The stability property implies \(\tau \le \nu h\); \(\nu \) is called the Courant number.

(c) The convergence constant in (8) is \(C=C_1\cdot C_2\), where \(C_2\) is from (9); \(C_1\) is from the approximation property.

Proof (Theorem 2, sketch). To evaluate the solution u at a fixed point (tx) with the prescribed precision \(2^{-n}\) and estimate the bit-cost of the computation, consider the following computation steps.

  1. 1.

    Choose binary-rational grid steps \(h=2^{-N}\) (where \(N=\mathcal {O}(n)\)) and \(\tau \le \nu h\) (where \(\nu \) is the Courant number existing due to stability property): \(\tau \) just any binary-rational meeting this inequality; h defined by the inequality (12) below.

  2. 2.

    For a grid point (tx) put \(l=\frac{t}{\tau }\) (note that \(l\le M=\left[ \frac{1}{\tau }\right] =\mathcal {O}(2^n)\)) and calculate the matrix powers and vector products

    $$\begin{aligned} u^{(h,l\tau )}=A_n^l\varphi ^{(h)}.\end{aligned}$$
    (10)

    Note that (10) uses matrix powering instead of step-by-step iterations initially suggested by the difference scheme (7).

  3. 3.

    For non-grid points take (e.g.) a multilinear interpolation \(\widetilde{u^{(h)}}\) of \(u^{(h)}\) computed from the (constant number of) “neighbor” grid points.

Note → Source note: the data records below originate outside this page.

PR #2417, opened 2023-05-25
Introduce shifted_module for localizations at rational points.

HechtiDerLachs:
As requested by @afkafkafk13 . We will need to hang in the functionality with local orderings later.


afkafkafk13 (approved):
Looks good -- analogous to the ideal case.

PR #2419, opened 2023-05-26
added `multiplicities_eigenvalues` for characters

ThomasBreuer:


fingolfin (approved):

fieker:
too late now, but why that complicated name? We already have e.g. spectrum (and a bad version of eigenvalues)

ThomasBreuer:
The point is that the eigenvalues themselves are not computed/returned, just the multiplicities.
For `spectrum`, one would have to decide where the eigenvalues live: in a cyclotomic field (which one?), in the abelian closure of `QQ`?

PR #2420, opened 2023-05-26
[FTheoryTools] More updates to literature models

apturner:
Add additional data to literature models and add `create_literature_model_index` to automatically create index file from existing model .json files.

Propagates the changes in format for literature model data into the rest of the code, so that all existing functions should now work with the new format.


experimental/FTheoryTools/src/LiteratureTateModels/create_index.jl
```diff
@@ -0,0 +1,48 @@
+function create_literature_model_index()
```
HereAround: Maybe this should be an internal function?
```suggestion
_function create_literature_model_index()
```

HereAround: It might be good to add a brief comment on this function too. After all, this might be super relevant for the serialization/once we add new models. So a comment (in the code) will probably be very useful for the (future) developers?

In the (hopefully not too distant future), I would hope that we could have a section in the documentation that says "how you can contribute/submit your model". Maybe we can anticipate this change an even write a docstring for this function? Or does that seem to be too technical as of now?

HereAround (approved):
Thank you for working on this @apturner . I like the fact that you made all of the fields/information of the models available within julia (as attributes of the global Tate models). That is cool!

I have left a few questions/comments regarding `function create_literature_model_index()`. This should be super useful to update the literature models once we finally get this started. So on the one hand, this seems to call for a entry in the documentation. On the other hand, this seems a rather technical function (from a user perspective), which would call for a leading underscore.

Still, this appears to be a nitpick (in comparison to the challenges with the hypersurface models). Let me know if you want to adjust this. Other than that, from my perspective this is good to be merged.

experimental/FTheoryTools/src/LiteratureTateModels/create_index.jl
apturner: Thank you for pointing this out! I've converted the function to an internal function, and added a comment in the code to describe its functionality.

I agree that ultimately we should have documentation on how users can add models, but that doesn't seem to go with the index-creating function. We should probably make a separate function to let users do this at some point; this will be easiest after the real serialization is done. Then the user can simply create a model in Oscar, adorn it with any resolutions and paper data they have, and then run said function to serialize it and send the result to us in some way for inclusion.

apturner:
Thanks for the review @HereAround. As mentioned above, I converted `_create_literature_model_index` to an internal function, as I don't think we ever want the users to be regenerating the index themselves. If you're happy with this as it is, I think it's ready to merge! Thanks.

HereAround:
> Thanks for the review @HereAround. As mentioned above, I converted `_create_literature_model_index` to an internal function, as I don't think we ever want the users to be regenerating the index themselves. If you're happy with this as it is, I think it's ready to merge! Thanks.

Thank you. Yes, looks good now.

PR #2421, opened 2023-05-26
Do not mess with documentation of upstream packages

thofma:
The function `Oscar.build_doc(;doctest = :fix)` runs the doctests also for all packages listed under `makedocs(..., modules = [...])`. But the documentation/docstrings of those packages does not use the magical printing, so those doctests are doomed to fail.

Edit: We do not see this during CI, because doctests are run with `doctest(Oscar)`.


fingolfin (approved):
Fine by me. I guess on the long run we should have `doctestsetup` methods in each of these packages and call them here.

PR #2424, opened 2023-05-27
Make algebraic sets and varieties internal

simonbrandhorst:
There were still some controversial points about varieties. So they are still unstable and should not 
be exported when @thofma  does the next oscar release.


simonbrandhorst:
cc @afkafkafk13

thofma (approved):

Due to well-known properties of multilinear interpolations,

$$\begin{aligned} \sup _{t,x}|\widetilde{u^{(h)}}(t,x)|\le \tilde{C}\sup _{G_h^{\tau }}|u^{(h)}|;\quad \sup _{t,x}|\widetilde{u\mid _{G_h^{\tau }}}(t,x)|\le \bar{C}\sup _{t,x}|D^2u(t,x)|\cdot h^2,\end{aligned}$$
(11)

where \(\tilde{C}\) and \(\bar{C}\) are absolute constants. Based on (11) and on the continuous dependence property, as well as on linearity of the interpolation operator, infer

$$\begin{aligned} \sup _{t,x}|u(t,x)-\widetilde{u^{(h)}}(t,x)|\le & {} \sup _{t,x}\left( |u(t,x)-\widetilde{u\mid _{G_h^{\tau }}}(t,x)|+|\widetilde{u\mid _{G_h^{\tau }}}(t,x)-\widetilde{u^{(h)}}(t,x)|\right) \\&\qquad \le \; \tilde{C}C_0\sup \nolimits _{x}|D^2\varphi (x)|h^2+\bar{C}C_1C_2\cdot h\;\le \; 2^{-n}. \end{aligned}$$

Thus choosing a grid step \(h=2^{-N}\) such that

$$\begin{aligned} h\le C_h\cdot 2^{-n}, \quad C_h=\tilde{C}C_0\sup \nolimits _{x}|D^2\varphi (x)|+\bar{C}C_1C_2, \end{aligned}$$
(12)

will guarantee the computed function \(\widetilde{u^{(h)}}\) approximate the solution u with the prescribed precision \(2^{-n}\) (here \(C_h\) depends only on the fixed s(n) space computable functions \(\varphi \), \(B_i\) and therefore is a fixed constant).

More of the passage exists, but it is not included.